Stored items:
☆ ☆ ☆ ☆ ☆
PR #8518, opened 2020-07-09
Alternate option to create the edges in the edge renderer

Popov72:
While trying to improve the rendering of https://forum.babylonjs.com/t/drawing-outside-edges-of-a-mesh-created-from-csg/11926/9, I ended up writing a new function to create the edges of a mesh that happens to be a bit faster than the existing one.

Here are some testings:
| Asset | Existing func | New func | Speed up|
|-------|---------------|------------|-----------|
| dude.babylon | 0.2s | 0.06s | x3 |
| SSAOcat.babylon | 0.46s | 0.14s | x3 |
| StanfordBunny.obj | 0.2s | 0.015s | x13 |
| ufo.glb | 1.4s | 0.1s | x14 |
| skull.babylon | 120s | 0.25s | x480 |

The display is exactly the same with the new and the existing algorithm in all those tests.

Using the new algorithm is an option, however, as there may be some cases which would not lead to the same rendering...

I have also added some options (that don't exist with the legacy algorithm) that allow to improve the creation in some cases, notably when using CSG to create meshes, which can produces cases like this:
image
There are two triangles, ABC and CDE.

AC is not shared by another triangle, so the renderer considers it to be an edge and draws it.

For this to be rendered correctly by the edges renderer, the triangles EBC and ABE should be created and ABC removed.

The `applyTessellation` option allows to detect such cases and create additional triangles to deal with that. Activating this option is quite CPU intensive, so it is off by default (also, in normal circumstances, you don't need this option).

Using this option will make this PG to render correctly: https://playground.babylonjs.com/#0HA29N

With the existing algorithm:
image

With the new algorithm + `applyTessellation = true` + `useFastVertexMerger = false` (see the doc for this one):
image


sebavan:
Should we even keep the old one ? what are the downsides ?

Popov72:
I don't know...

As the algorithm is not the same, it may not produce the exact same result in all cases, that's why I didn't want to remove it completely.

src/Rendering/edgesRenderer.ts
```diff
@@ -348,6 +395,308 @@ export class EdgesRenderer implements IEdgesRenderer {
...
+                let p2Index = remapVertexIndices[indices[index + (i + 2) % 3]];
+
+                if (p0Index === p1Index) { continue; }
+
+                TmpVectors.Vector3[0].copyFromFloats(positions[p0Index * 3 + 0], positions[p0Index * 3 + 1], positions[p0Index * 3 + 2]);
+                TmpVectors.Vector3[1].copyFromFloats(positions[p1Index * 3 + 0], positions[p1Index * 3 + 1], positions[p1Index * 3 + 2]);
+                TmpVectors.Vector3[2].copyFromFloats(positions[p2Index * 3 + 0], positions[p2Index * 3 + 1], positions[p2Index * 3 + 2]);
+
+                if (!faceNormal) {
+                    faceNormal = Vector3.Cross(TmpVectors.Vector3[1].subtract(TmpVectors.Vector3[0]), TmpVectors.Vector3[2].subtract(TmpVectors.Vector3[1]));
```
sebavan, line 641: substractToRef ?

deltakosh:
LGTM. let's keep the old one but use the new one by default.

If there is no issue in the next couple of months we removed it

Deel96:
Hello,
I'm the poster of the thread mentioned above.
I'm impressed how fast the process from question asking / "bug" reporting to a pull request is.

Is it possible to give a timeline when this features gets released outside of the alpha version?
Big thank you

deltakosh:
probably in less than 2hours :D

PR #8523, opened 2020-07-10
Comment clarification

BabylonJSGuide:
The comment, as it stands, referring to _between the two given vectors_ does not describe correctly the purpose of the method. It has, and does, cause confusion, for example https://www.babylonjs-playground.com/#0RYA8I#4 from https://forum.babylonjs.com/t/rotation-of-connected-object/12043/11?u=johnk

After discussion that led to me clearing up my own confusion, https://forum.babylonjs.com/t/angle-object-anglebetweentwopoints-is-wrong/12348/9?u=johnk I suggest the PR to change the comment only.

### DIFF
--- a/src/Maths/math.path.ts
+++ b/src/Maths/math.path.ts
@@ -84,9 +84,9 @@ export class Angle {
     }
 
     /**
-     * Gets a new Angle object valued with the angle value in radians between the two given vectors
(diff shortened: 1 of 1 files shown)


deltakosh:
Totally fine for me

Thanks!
☆ ☆ ☆ ☆ ☆
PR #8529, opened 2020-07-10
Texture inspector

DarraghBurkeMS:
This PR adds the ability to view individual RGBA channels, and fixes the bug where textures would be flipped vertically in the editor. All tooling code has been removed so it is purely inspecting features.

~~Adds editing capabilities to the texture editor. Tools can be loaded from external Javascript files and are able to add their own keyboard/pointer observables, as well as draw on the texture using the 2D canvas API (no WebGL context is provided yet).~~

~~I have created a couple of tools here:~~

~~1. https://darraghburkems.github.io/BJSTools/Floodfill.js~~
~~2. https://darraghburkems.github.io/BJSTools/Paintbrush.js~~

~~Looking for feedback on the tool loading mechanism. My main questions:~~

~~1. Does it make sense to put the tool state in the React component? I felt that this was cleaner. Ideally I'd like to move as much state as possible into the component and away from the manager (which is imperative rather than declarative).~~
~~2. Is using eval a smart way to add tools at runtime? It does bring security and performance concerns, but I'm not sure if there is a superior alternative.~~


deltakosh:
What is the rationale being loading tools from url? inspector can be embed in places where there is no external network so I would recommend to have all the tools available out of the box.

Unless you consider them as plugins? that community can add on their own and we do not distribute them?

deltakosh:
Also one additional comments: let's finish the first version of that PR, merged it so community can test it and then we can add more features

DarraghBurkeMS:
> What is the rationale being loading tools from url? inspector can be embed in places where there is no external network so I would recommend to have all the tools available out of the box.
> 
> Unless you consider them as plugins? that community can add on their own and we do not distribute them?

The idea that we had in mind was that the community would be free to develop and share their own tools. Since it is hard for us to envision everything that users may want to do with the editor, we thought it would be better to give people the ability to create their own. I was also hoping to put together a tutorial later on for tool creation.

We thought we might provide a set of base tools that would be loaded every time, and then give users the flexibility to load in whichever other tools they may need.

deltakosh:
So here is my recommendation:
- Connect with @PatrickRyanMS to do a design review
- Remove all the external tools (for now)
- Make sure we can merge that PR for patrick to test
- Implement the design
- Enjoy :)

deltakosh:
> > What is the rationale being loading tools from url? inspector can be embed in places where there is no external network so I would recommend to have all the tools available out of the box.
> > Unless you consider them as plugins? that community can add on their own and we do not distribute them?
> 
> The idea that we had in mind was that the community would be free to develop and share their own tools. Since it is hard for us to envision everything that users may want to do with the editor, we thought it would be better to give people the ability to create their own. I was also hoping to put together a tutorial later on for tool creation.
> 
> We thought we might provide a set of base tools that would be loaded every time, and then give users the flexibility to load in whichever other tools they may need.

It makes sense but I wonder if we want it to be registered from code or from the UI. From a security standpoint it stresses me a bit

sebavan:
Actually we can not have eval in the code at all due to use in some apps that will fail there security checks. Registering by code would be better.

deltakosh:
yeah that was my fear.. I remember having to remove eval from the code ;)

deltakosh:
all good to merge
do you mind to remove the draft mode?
☆ ☆ ☆ ☆ ☆
### Exercise aim
Search the records for the string "features", and copy every line that holds it.

### Result
Is it possible to give a timeline when this features gets released outside of the alpha version?
This PR adds the ability to view individual RGBA channels, and fixes the bug where textures would be flipped vertically in the editor. All tooling code has been removed so it is purely inspecting features.
Also one additional comments: let's finish the first version of that PR, merged it so community can test it and then we can add more features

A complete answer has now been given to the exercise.